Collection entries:
PR #2580, opened 2026-07-13
Improve Kiro direct session cache reuse

SemonCat:
## Summary

This improves Kiro direct request shaping so resumed client sessions reuse Kiro's cache-affinity fields instead of starting unrelated CodeWhisperer conversations.

- keep `conversationState.conversationId` stable when the client sends an explicit session id (`x-session-id`, `session_id`, `conversation_id`, Claude Code session metadata, etc.)
- add a stable `conversationState.agentContinuationId` per Kiro session
- send `conversationState.agentTaskType: "vibe"` and `agentMode: "vibe"`, matching the normal Kiro CLI/KAS chat path
- move Kiro thinking instructions into Kiro-compatible `systemPrompt` / `additionalModelRequestFields` instead of generic top-level `thinking`
- keep volatile timestamp context out of the top-level `systemPrompt`; it remains only in user content fallback
- suppress `additionalModelRequestFields` for legacy 4.5-era Claude/Kiro models that reject it, while defaulting future Claude/Kiro model ids to supported
- preserve Kiro `meteringEvent` credit usage internally for accounting without leaking provider-specific fields into OpenAI-compatible client usage
- prevent unrelated headerless Kiro requests from sharing one connection-wide continuation
- cap/evict continuation sessions so long-running processes do not grow the continuation map unbounded
- treat generated headerless Kiro sessions as one-shot so they do not evict real explicit-session continuations
- keep credit-only Kiro metering valid for internal persistence when token metrics are unavailable

Hermes integration note: this PR no longer parses Hermes prompt payloads. Hermes should provide an explicit session id header (for example via its existing `llm_request` plugin that sets `x-session-id`). That keeps 9Router's behavior deterministic and avoids guessing from untrusted chat metadata.

## Evidence

Static Kiro CLI/KAS comparison:

- inspected local Kiro KAS bundle: `@kiro/agent/dist/server/acp-server.js`
- `GenerateAssistantResponseCommand` request includes `conversationState`, `profileArn`, `additionalModelRequestFields`, `agentMode`, and `systemPrompt`
- CLI/KAS `conversationState` includes `conversationId`, `agentContinuationId`, `agentTaskType`, `currentMessage`, `history`, and `chatTriggerType: "MANUAL"`
- CLI creates and reuses a per-session continuation id; normal chat task type is `vibe`
- Kiro credit billing is reported through `meteringEvent.usage`

Live direct Kiro credit A/B:

- without stable `agentContinuationId` / `agentTaskType`:
  - turn 1: `0.0052469782421227205` credits
  - turn 2: `0.00525832152570481` credits
  - total: `0.01050529976782753` credits
- with stable `agentContinuationId` + `agentTaskType: "vibe"`:
  - turn 1: `0.0052469782421227205` credits
  - turn 2: `0.0030093663018242118` credits
  - total: `0.008256344543946932` credits
- observed improvement:
  - second turn: about 43% fewer credits
  - two-turn total: about 21.4% fewer credits

Hermes chain smoke:

- AWS Hermes was tested with an external plugin that sends `x-session-id` to 9Router for Kiro requests
- two replies in the same Slack/Hermes thread used the same Kiro `conversationId` and `agentContinuationId`
- this proves Hermes → 9Router reaches the same Kiro continuation; exact Hermes credit delta was not claimed because the live quota window had concurrent traffic

Compatibility / safety checks:

- sending `additionalModelRequestFields` to a legacy 4.5-era Kiro model produced a real Kiro 400 (`additionalModelRequestFields is not supported for this model`), so this PR suppresses that field for legacy 4.5-era model ids
- pure top-level `systemPrompt` was not consistently enforced on the direct CodeWhisperer surface, so this PR keeps both top-level `systemPrompt` and the user-content fallback
- formal debug logging used during AWS validation was removed before finalizing this PR
- unrelated headroom/RTK changes are not part of this PR diff
- Codex review findings fixed: raw `metadata.user_id` is not used as a Kiro session key, credit-only Kiro metering is preserved as valid usage, and one-shot headerless sessions do not pollute the continuation LRU

## Tests

```bash
npm --prefix tests exec vitest -- \
  unit/session-manager.test.js \
  translator/claude-kiro-direct.test.js \
  unit/kiro-thinking-strip.test.js \
  unit/openai-to-kiro.test.js \
  unit/cached-token-usage.test.js
```

Result: 5 files passed, 90 tests passed.


decolua:

PR #2583, opened 2026-07-13
fix(v1/messages): reverse-translate OpenAI→Claude for all non-Claude providers + SSE-to-JSON

mahdiwafy:
## Summary

Same fix as https://github.com/Vanszs/VansRouter/pull/49 but adapted for 9Router v0.5.30 codebase (uses existing `openAICompletionToClaudeMessage` function).

## Changes

**nonStreamingHandler.js** (4 lines net):
- Widen the reverse-translation gate: instead of `targetFormat === FORMATS.OPENAI && sourceFormat === FORMATS.CLAUDE`, use `sourceFormat === FORMATS.CLAUDE && responseBody?.choices`. This catches combo routing where the selected provider is Gemini/Antigravity (not just OpenAI) — `translateNonStreamingResponse` always converts to OpenAI shape first, so `choices[]` is the signal.

**sseToJsonHandler.js** (31 lines):
- Import `openAICompletionToClaudeMessage` from nonStreamingHandler
- Claude format reverse translation in:
  - **Responses API path** (codex provider): builds an intermediate `chat.completion` shape, converts to Claude message format
  - **Standard Chat Completions path** (force-stream providers): SSE aggregated to OpenAI JSON → Claude format

## Motivation

Claude Code sends `/v1/messages` with Claude-format requests. When routed through a combo that selects a non-OpenAI provider (Gemini, Antigravity, etc.), the upstream response is translated to OpenAI `chat.completion` shape, but was never converted back to Claude format. The Claude Code client receives a malformed response.

Also, when a provider forces streaming (SSE) despite `stream: false`, the aggregated OpenAI JSON was returned directly even for Claude-format requests — this path now also converts back to Claude format.

## Existing foundation

9Router v0.5.30 already has `openAICompletionToClaudeMessage` in `nonStreamingHandler.js` and uses it when `targetFormat === FORMATS.OPENAI && sourceFormat === FORMATS.CLAUDE`. This PR:
1. Fixes the gate to not require FORMATS.OPENAI specifically
2. Adds the same reverse translation to `sseToJsonHandler.js` for streaming providers

### DIFF
--- a/open-sse/handlers/chatCore/nonStreamingHandler.js
+++ b/open-sse/handlers/chatCore/nonStreamingHandler.js
@@ -65,7 +65,11 @@ function openAICompletionToClaudeMessage(responseBody) {
  */
 export function translateNonStreamingResponse(responseBody, targetFormat, sourceFormat) {
   if (targetFormat === sourceFormat) return responseBody;
-  if (targetFormat === FORMATS.OPENAI && sourceFormat === FORMATS.CLAUDE) {
+  // After upstream translation, if client sent Claude format and the response
+  // is in OpenAI shape (choices[] array), convert back to Claude message format.
+  // This must catch all non-Claude target formats (combo routing picks Gemini,
+  // Antigravity, etc.) — not just FORMATS.OPENAI.
+  if (sourceFormat === FORMATS.CLAUDE && responseBody?.choices) {
     return openAICompletionToClaudeMessage(responseBody);
   }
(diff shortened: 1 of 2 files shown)


mahdiwafy:
Fork repo salah — head nunjuk ke mahdiwafy/VansRouter, harusnya mahdiwafy/9router. Branch udah diperbaiki, buka PR baru.

PR #2587, opened 2026-07-13
fix(providers): bulk-add API keys no longer overwrite existing keys

asynx6:
Bulk-add named auto-generated keys by paste-line index, blind to existing connection names. The backend upserts apikey connections by exact name (connectionsRepo), so a colliding generated name silently replaced an existing key instead of inserting a new one.

Add a collision-aware planner (src/shared/utils/bulkAdd.js) that gap-fills the smallest free "<base> <n>" against both existing connection names and names assigned earlier in the same batch, so a generated name is never reused and the backend always inserts. Applies to auto-named lines, custom name|apiKey lines, and Cloudflare name|apiKey|accountId lines.

Wire the planner into AddApiKeyModal and pass existing connection names from the provider detail page.

Add unit tests covering gap-fill, custom names, Cloudflare 3-part format, and robustness.

### DIFF
--- a/CHANGELOG.md
+++ b/CHANGELOG.md
@@ -1,3 +1,8 @@
+# v0.5.31 (2026-07-13)
+
+## Fixes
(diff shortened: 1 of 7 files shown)


decolua:
Thanks @asynx6 for the contribution! Reviewed and merged into master. 🙏

PR #2588, opened 2026-07-13
feat(reliability): add provider skip-error rules and retry policy

nguyenha935:
## Summary

- Supersedes #2370 while preserving its Antigravity capacity fallback, stream usage, and Recent Requests fixes.
- Adds request-scoped transport retry policy and configurable provider skip-error rules.
- Adds a compact Settings UI, strict API validation, and an idempotent migration for the legacy Antigravity capacity behavior.

## Behavior

- `maxTransportAttempts` caps in-place transport attempts per request without mutating cached executor config.
- `providerSkipRules` supports `kind`, `status`, and `contains` conditions with AND semantics and first-match ordering.
- Rules can `retry` the current transport or `skip` to the next account/model; `headerTimeoutMs` customizes connect/header timeout and `sweep` opts a skip rule into a full account-pool resweep.
- Connect timeout classification uses an attempt-local closure flag, so caller aborts, network failures, and real HTTP errors remain distinct.
- Combo fail-fast metadata is kept in an in-process `WeakMap`; it is never serialized into response headers or bodies.
- Transport retry policy does not change Codex SSE-overload retry, namespace compatibility retry, token refresh, or other higher-level retry loops.

## Migration and UI

- Schema migration v2 seeds the former Antigravity `503 + capacity` behavior as an editable `skip + sweep` rule when it is not already covered, while respecting existing user rules.
- Settings validation limits attempts to `1..5`, rules to 100, and validates match/action/timeout/sweep combinations before writing.
- The responsive Skip-error rules modal uses compact, clearly separated fields in light and dark themes and merges static providers with dynamic compatible provider nodes.

## Test plan

- 41 targeted skip-rule, fail-fast, routing metadata, no-auth, concurrency, modal, and Antigravity capacity tests passed with `--unhandled-rejections=warn`.
- 32 inherited Antigravity Recent Requests, retry-hook, request-detail usage, migration-chain, and seed tests passed.
- `git diff --check` passed.
- `npm run build` passed.

## Notes

- No production patch, database, screenshot helper, or generated snapshot is included in this PR.

### DIFF
--- a/open-sse/executors/antigravity.js
+++ b/open-sse/executors/antigravity.js
@@ -397,6 +397,11 @@ export class AntigravityExecutor extends BaseExecutor {
 
     const errorMessage = this.extractErrorMessage(errorJson, bodyText);
 
+    // NOTE: capacity 503 fail-fast is no longer hardcoded here. It is handled by
+    // the seeded skip-rule ({ provider:"antigravity", status:503, contains:"capacity",
+    // action:"skip" }): a skip-rule resolves attempts=0, so BaseExecutor.tryRetry
+    // short-circuits before ever calling this hook. If the user deletes that rule,
+    // capacity 503 falls through to the transient-retry path below — their choice.
     if (!retryMs) {
       retryMs = this.parseRetryFromErrorMessage(errorMessage);
     }
--- a/open-sse/executors/base.js
+++ b/open-sse/executors/base.js
@@ -1,5 +1,6 @@
 import { HTTP_STATUS, RETRY_CONFIG, DEFAULT_RETRY_CONFIG, resolveRetryEntry, FETCH_CONNECT_TIMEOUT_MS } from "../config/runtimeConfig.js";
 import { shouldRefreshCredentials } from "../services/oauthCredentialManager.js";
+import { matchSkipRule } from "../services/accountFallback.js";
 import { proxyAwareFetch } from "../utils/proxyFetch.js";
 import { dbg } from "../utils/debugLog.js";
 import { ANTHROPIC_API_VERSION, OPENAI_COMPAT_BASE, ANTHROPIC_COMPAT_BASE } from "../providers/shared.js";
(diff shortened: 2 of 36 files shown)


nguyenha935:
Pushed `c4c5f26d`, which corrects the semantics of `action: "retry"` in this PR.

**What was wrong.** `BaseExecutor.resolveAttempts()` served a matched retry rule by returning `maxTransportAttempts - 1` in-place transport attempts:

```js
if (rule?.action === "retry") {
  return { attempts: cap != null ? cap : base.attempts, delayMs: base.delayMs };
}
```

That produced two behaviours the modal's own description ("gọi lại account") does not describe. The retry count was really a global transport setting the user never associated with the rule — at the shipped `maxTransportAttempts = 2`, every retry rule retried exactly once with no way to ask for more. And once those attempts were spent the failure fell through to the ordinary account-fallback path: `markAccountUnavailable()` has an early return for skip rules but had none for retry, so `checkFallbackError()` ran and `updateProviderConnection()` wrote `testStatus: "unavailable"`, a model lock, `errorCode`, `lastError` and a bumped `backoffLevel`. The account was cooled down for a failure the user had explicitly marked as worth retrying.

**What changed.** The two budgets are now separate. Transport retry keeps `maxTransportAttempts` and the provider retry registry for network failures and base-URL fallback; a matched retry rule resolves to `0` transport attempts and, like a skip rule, stops cycling the remaining base URLs, because the account layer is about to re-call the same account.

Account retry moved to the account-selection loop in `src/sse/handlers/chat.js`, the only layer holding the current `connectionId` and able to both re-select it and move past it. `markAccountUnavailable()` returns `{ accountRetry: true, retryAttempts, ruleKey }` before any DB read or write, and the loop keeps a request-scoped `Map` of consumed attempts keyed by `(connectionId, rule)` — never persisted, since a durable counter would leak between unrelated requests. The account is pinned through `getProviderCredentials(..., { preferredConnectionId })` while budget remains. When it runs out the loop advances to the next account with no DB write at all.

**Schema.** Rules gain an optional `retryAttempts` (integer 1–10) meaning extra calls to the same account after the first. Rejected on skip rules by the settings API and dropped from the row when the modal switches Retry → Skip. Rules saved before the field existed default to 1, owned by `resolveRetryAttempts()` in `accountFallback.js` and deliberately not derived from `maxTransportAttempts` — that coupling is the thing being removed. An out-of-range or non-integer stored value falls back to the default rather than silently disabling a rule the user created.

Client aborts end the request instead of consuming budget. A no-auth provider retries its single virtual connection the configured number of times and then returns a terminal response for combo to route on, rather than re-selecting the same virtual account forever (its `connectionId` is `undefined`, so excluding it would filter nothing). Errors matching no rule keep their existing cooldown behaviour.

**Tests.** The test that locked the old semantics (`action:retry ... retries maxTransportAttempts-1 times`) is replaced; two `connect_timeout` tests asserting the same transport behaviour were updated, and the concurrency test that used a retry rule to prove per-request policy isolation now proves it without depending on retry counts. `tests/unit/account-retry-semantics.test.js` drives the real `chat.js` loop and the real `auth.js` against mocked DB deps: exact call sequence for `retryAttempts: 3`, not advancing early, the legacy default, success on a later retry, absence of any `updateProviderConnection()` write, independence from `maxTransportAttempts` 1 and 5, unchanged skip and unmatched-error behaviour, abort, and the no-auth path. Plus API validation and modal round-trip coverage.

Run against this branch: the 8 skip/retry/fallback suites pass 91/91, full suite unchanged at 46 failing before and after with 36 newly passing and zero regressions, and `npx next build` exits 0.

Issue #2767, opened 2026-07-22
Caveman/Ponytail breaks Cursor provider (empty content / OUT 0); need per-provider token-saver scope


Qinruiy:
## Summary

Enabling **Caveman** (and/or **Ponytail**) globally causes **Cursor OAuth provider** (`cu/*`) requests to return **HTTP 200 with empty assistant content** (`content: null`, `OUT 0`). The same savers work fine for Grok (`gcli/*` / `xai/*`).

There is currently **no per-provider switch** for Caveman/Ponytail — only global settings — so users who want Caveman for Grok cannot safely leave it on while using Cursor as an upstream.

## Environment

- Deploy: Docker (`decolua/9router:latest`)
- App version observed: `0.5.40` (from local `data.sqlite` meta)
- Cursor provider: OAuth token import (`authMethod: imported`, Pro subscription)
- Headroom optional sidecar present (not required to reproduce)

## Reproduction

1. Dashboard → enable **Caveman** (level `full`) and/or **Ponytail** (`full`).
2. Connect Cursor as provider (OAuth import or dashboard Connect Cursor).
3. Call OpenAI-compatible chat:

```bash
curl -sS http://localhost:20128/v1/chat/completions \
  -H "Authorization: Bearer $API_KEY" \
  -H "Content-Type: application/json" \
  -d '{
    "model": "cu/claude-4.5-sonnet",
    "messages": [{"role": "user", "content": "Reply with exactly: pong"}],
    "max_tokens": 64,
    "stream": false
  }'
```

### Actual

- HTTP **200**
- Body like:
  ```json
  {
    "choices": [{
      "message": { "role": "assistant", "content": null },
      "finish_reason": "stop"
    }],
    "usage": { "completion_tokens": 0 }
  }
  ```
- Logs:
  ```text
  POST cu/claude-4.5-sonnet → cursor/... · JSON · 1 MSG · ACC:Cursor ...
  ⚙ CAVEMAN:full · PONYTAIL:full
  DONE ~300–700ms · OUT 0
  ```
- With tools/agents (many tools), same pattern: `STREAM · N MSG · many TOOL · CAVEMAN:full · OUT 0`.

### Expected

- Non-empty assistant content for Cursor models when Caveman/Ponytail are on, **or**
- Caveman/Ponytail should **skip** providers whose transport breaks with system-prompt injection (Cursor protobuf / `openai→cursor`), and/or allow **per-provider** enablement.

## Control tests

| Config | Model | Result |
[...]

PR #2878, opened 2026-07-28
fix(cursor): stop leaking agent tool errors as text

kylewelsby:
Follow-up to the secondary observation on #2767.

`cursor.js` acknowledges `ExecServerMessage.request_context_args` (field 10) with an empty context. Every other variant — the editor-backed tools 9router structurally cannot service — took an error path that emitted the message as an assistant **content delta**, then closed with `finish_reason: "stop"`.

Two consequences:

1. The user reads `[Cursor AgentService requested an unsupported IDE tool]` as the model's reply.
2. The turn is recorded as a success with a normal token count, so combo and account fallback never see a failure to route around.

Observed on 0.5.40, 4 of 22 cursor requests over a day. Intermittent — it depends on Cursor deciding the request warrants an IDE tool, so it only surfaces in agent mode (`tools.length > 0`), which Claude Code always triggers.

The error now emits an SSE error frame, matching the precedent in `kiro.js`.

**Second, latent bug fixed in the same path.** `decodeAgentFrames` processes every frame in a read batch. When an exec frame and a text frame arrive in one TCP chunk — likely, since `request_context_args` and the first text delta are adjacent — the trailing frame reached the already-closed controller and threw `TypeError: Invalid state: Controller is already closed`, replacing the response with a stream error. Guarded on `finished`. There is a regression test for this; it fails without the guard.

To be clear about scope: this does not make the turn recoverable. Failover in `base.js` happens at the HTTP response level, before the body streams, so a post-headers protocol failure cannot be routed around. What changes is that the failure is now visible to the client and to usage tracking rather than silently recorded as a success.

Tests: `tests/unit/cursor-agent-exec-request.test.js`, 4 cases, pure codec plus a stubbed h2 session, no network. Verified non-vacuous — reverting the source reproduces the exact string seen in production.

### DIFF
--- a/open-sse/executors/cursor.js
+++ b/open-sse/executors/cursor.js
@@ -12,7 +12,7 @@ import {
 import { buildCursorHeaders } from "../utils/cursorChecksum.js";
 import { estimateUsage } from "../utils/usageTracking.js";
 import { SSE_DONE, SSE_HEADERS } from "../utils/sseConstants.js";
-import { chatChunkSse } from "../utils/sse.js";
+import { chatChunkSse, sseChunk } from "../utils/sse.js";
 import { FORMATS } from "../translator/formats.js";
 import { proxyAwareFetch } from "../utils/proxyFetch.js";
 import zlib from "zlib";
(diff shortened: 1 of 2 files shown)


decolua:
Thanks @kylewelsby for the contribution! Reviewed and merged into master. 🙏

PR #2923, opened 2026-07-30
fix(codex): normalize replayed call item IDs

Jaaay50:
## Problem

Codex Responses rejects replayed history when function or custom tool call items include item IDs.

## Fix

When forwarding stateless requests, remove the optional `id` from `function_call`, `function_call_output`, `custom_tool_call`, and `custom_tool_call_output`. Preserve `call_id` and all payload fields.

## Validation

Covers function and custom tool call/output pairs, long replay histories, and non-call item ID invariance.

### DIFF
--- a/open-sse/executors/codex.js
+++ b/open-sse/executors/codex.js
@@ -55,13 +55,15 @@ function convertSystemToDeveloperRole(body) {
   }
 }
 
-// Strip server-generated item IDs (rs_/fc_/resp_/msg_) from input — avoids 404 with store=false
+// Strip invalid or stored item IDs before sending a store=false request.
 function stripStoredItemReferences(body) {
   if (!Array.isArray(body.input)) return;
   body.input = body.input.filter((item) => {
     if (typeof item === "string" && SERVER_ID_PATTERN.test(item)) return false;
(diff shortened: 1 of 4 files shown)


Jaaay50:
Rebased onto latest master (v0.5.50) and resolved the conflict in `open-sse/translator/schema/blocks.js` — kept both `ADDITIONAL_TOOLS` (from master) and `ITEM_REFERENCE` (from this PR).

Note on the overlap with master: the `stripStoredItemReferences` that landed upstream only strips IDs matching server-generated prefixes (`rs_/fc_/resp_/msg_`). This PR is still needed because it removes the optional `id` from `function_call` / `function_call_output` / `custom_tool_call` / `custom_tool_call_output` items regardless of prefix — Codex Responses rejects replayed stateless histories when those call items carry any item ID, and it also covers a wider set of stored-reference prefixes (`at_/amsg_/lsh_/tsc_/fco_/ctc_/ctco_/tso_/ws_/ig_/cmp_`).

Verified: PR's unit tests pass (9/9), and the full tests/unit suite shows zero new failures versus master (the 59 pre-existing failing files are identical on both branches).

Ready for review 🙏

> WHAT TO WORK ON: Exactly as they appear above, write out the line containing "Note on the" and each line that comes after it in the records.

> RESULT OF THE TASK:
Note on the overlap with master: the `stripStoredItemReferences` that landed upstream only strips IDs matching server-generated prefixes (`rs_/fc_/resp_/msg_`). This PR is still needed because it removes the optional `id` from `function_call` / `function_call_output` / `custom_tool_call` / `custom_tool_call_output` items regardless of prefix — Codex Responses rejects replayed stateless histories when those call items carry any item ID, and it also covers a wider set of stored-reference prefixes (`at_/amsg_/lsh_/tsc_/fco_/ctc_/ctco_/tso_/ws_/ig_/cmp_`).

Verified: PR's unit tests pass (9/9), and the full tests/unit suite shows zero new failures versus master (the 59 pre-existing failing files are identical on both branches).

Ready for review 🙏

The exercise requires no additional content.